AMPLE: Event-Driven Accelerator for Mixed-Precision Inference of Graph Neural Networks
Pedro Gimenes, Yiren Zhao, George Constantinides
TL;DR
The paper tackles the irregular memory access and workload imbalance in graph neural network inference on large, sparse graphs. It introduces AMPLE, an FPGA accelerator that uses an event-driven host-programmable flow, a heterogeneous on-chip network with dynamic resource allocation, and a node-centric, mixed-precision approach to inference. A node-level quantization strategy (DegreeQuant) paired with a node-centric prefetcher enables scalable, memory-efficient processing without storing the entire graph embeddings on-chip.
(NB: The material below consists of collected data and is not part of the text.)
PR #2321, opened 2024-03-12
State can select from a list of previously submitted rates on rate details page

haworku:
## Summary

**Still to do for demo**:  
- [ ] Get `LinkRateSummary` to totally match Figma design specs
- [ ] Test "Continue"  when adding a combination of child rates and linked rates
- [ ] Test "Continue" when removing linked rates and / or child rates and then continuing 

**Not needed for demo but blockers for turning on Linked Rates for Production :**
- [ ] adjust single rate schema to ensure we never validate on linked rates (after all, this could prevent submission without the user knowing why is our submitted rates lack fields that are now required in the form validation
- [ ] add caching to indexRates call
- [ ] tests in place for linked rates both jest and cypress
_^ we need Jira tickets for this work or add to AC of remaining tickets_ 

**Notes on significant code changes:**
- adjusted `indexRates` to only return state user's state when a state user hits this API
- adjusted `LinkRateSelect`  to be a single select (not multi select)
- as soon as linked rate selected, override content in that  `rateForm` use the linked rate info instead. FieldArray `replace` will allow autofill of that linked rate. as soon as linked rate is cleared, clear the autofilled form data and go back to an empty `rateForm` 
- added `LinkRateSummary` to display instead of the form when there's a linked rate

#### Related issues
https://jiraent.cms.gov/browse/MCR-3900

#### Test cases covered
None yet.

## QA guidance
- I recommend testing this with a combination of adding and removing multiple rates, including  also adding both child rates and linked rates and removing each and hitting "Continue".

### DIFF
--- a/services/app-graphql/src/queries/indexRates.graphql
+++ b/services/app-graphql/src/queries/indexRates.graphql
@@ -75,6 +75,71 @@ query indexRates {
                             packageStatus
                         }
                     }
+                                     contractRevisions {
+                        id
+                        contract {
+                            id
+                            stateCode
+                            stateNumber
+                        }
+                        createdAt
+                        updatedAt
+                        submitInfo {
+                            updatedAt
+                            updatedBy
+                            updatedReason
+                        }
+                        unlockInfo {
+                            updatedAt
+                            updatedBy
+                            updatedReason
+                        }
+                        formData {
+                            programIDs
+                            populationCovered
+                            submissionType
+                            riskBasedContract
+                            submissionDescription
+                            stateContacts {
+                                name,
+                                titleRole
+                                email
+                            }
+                            supportingDocuments {
+                                name
+                                s3URL
+                                sha256
+                            }
+                            contractType
+                            contractExecutionStatus
+                            contractDocuments {
+                                name
+                                s3URL
+                                sha256
+                            }
+                            contractDateStart
+                            contractDateEnd
+                            managedCareEntities
+                            federalAuthorities
+                            inLieuServicesAndSettings
+                            modifiedBenefitsProvided
+                            modifiedGeoAreaServed
+                            modifiedMedicaidBeneficiaries
+                            modifiedRiskSharingStrategy
+                            modifiedIncentiveArrangements
+                            modifiedWitholdAgreements
+                            modifiedStateDirectedPayments
+                            modifiedPassThroughPayments
+                            modifiedPaymentsForMentalDiseaseInstitutions
+                            modifiedMedicalLossRatioStandards
+                            modifiedOtherFinancialPaymentIncentive
+                            modifiedEnrollmentProcess
+                            modifiedGrevienceAndAppeal
+                            modifiedNetworkAdequacyStandards
+                            modifiedLengthOfContract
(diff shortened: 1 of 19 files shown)


haworku:
@pearl-truss @ruizajtruss  @macrael As I mentioned in our little meeting a way I could see dividing up work here is one person works on the `LinkedRateSummary` page and making sure that matches Figma ---  while someone else works on making sure the linked rates to persist and can be linked/delinked on API mutation

services/app-graphql/src/queries/indexRates.graphql
```diff
@@ -74,6 +74,71 @@ query indexRates {
...
+                            modifiedStateDirectedPayments
+                            modifiedPassThroughPayments
+                            modifiedPaymentsForMentalDiseaseInstitutions
+                            modifiedMedicalLossRatioStandards
+                            modifiedOtherFinancialPaymentIncentive
+                            modifiedEnrollmentProcess
+                            modifiedGrevienceAndAppeal
+                            modifiedNetworkAdequacyStandards
+                            modifiedLengthOfContract
+                            modifiedNonRiskPaymentArrangements
```
pearl-truss, line 140: This seems to be missing new fields I added to contractFormData in a recentish PR for `statutoryRegulatoryAttestationDescription` and `statutoryRegulatoryAttestation`

services/app-web/src/pages/LinkYourRates/LinkRateSelect.tsx
```diff
@@ -106,19 +112,51 @@ export const LinkRateSelect = ({
...
+            const linkedRateForm: FormikRateForm = convertGQLRateToRateForm(
+                getKey,
+                linkedRate
+            )
+            // put already selected fields back in place
+            linkedRateForm.ratePreviouslySubmitted = 'YES'
+            linkedRateForm.linkedRates = [
+                {
+                    rateId: linkedRateID,
+                    rateName: 'LOOK_FOR_ME', // linkedRateName,
```
pearl-truss, line 132: For now, are we intentionally keeping this for rateName?

pearl-truss (commented):
@macrael I left a few small comments but the main thing I'm seeing is that the No path doesn't work anymore. There's a 400 bad request coming through for that case. Otherwise everything else looks good

mojotalantikite:
I think I may have hit the same thing @pearl-truss did, which is that if I specify `No, this rate certification was not included with any other submissions" it works fine, but if I select `Yes, ...` and link a rate, but then switch it back to `No, ...` after an update, I get a system error.

services/app-web/src/pages/LinkYourRates/LinkRateSelect.tsx
macrael: I'm a little confused on how this is used. linkedRateForm.linkedRates is not clicking for me. why does a rate have an array of linkedRates?

pearl-truss (approved):
Approving for the demo flow but I see an issue with clicking No -> going to the next page -> navigating back to Rate Details the 'No' selection isn't persisting. 

And also the 'Yes' selection (and all data inputted) gets cleared out when 'Save as draft' is selected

On graphs ranging from $2\text{K}$ to $700\text{K}$ nodes, AMPLE achieves substantial speedups, averaging $243\times$ over CPU and $7.2\times$ over GPU baselines, demonstrating its potential for practical GNN acceleration on large graphs.
Abstract
Graph Neural Networks (GNNs) have recently gained attention due to their performance on non-Euclidean data. The use of custom hardware architectures proves particularly beneficial for GNNs due to their irregular memory access patterns, resulting from the sparse structure of graphs. However, existing FPGA accelerators are limited by their double buffering mechanism, which doesn't account for the irregular node distribution in typical graph datasets. To address this, we introduce \textbf{AMPLE} (Accelerated Message Passing Logic Engine), an FPGA accelerator leveraging a new event-driven programming flow. We develop a mixed-arithmetic architecture, enabling GNN inference to be quantized at a node-level granularity. Finally, prefetcher for data and instructions is implemented to optimize off-chip memory access and maximize node parallelism. Evaluation on citation and social media graph datasets ranging from $2$K to $700$K nodes showed a mean speedup of $243\times$ and $7.2\times$ against CPU and GPU counterparts, respectively.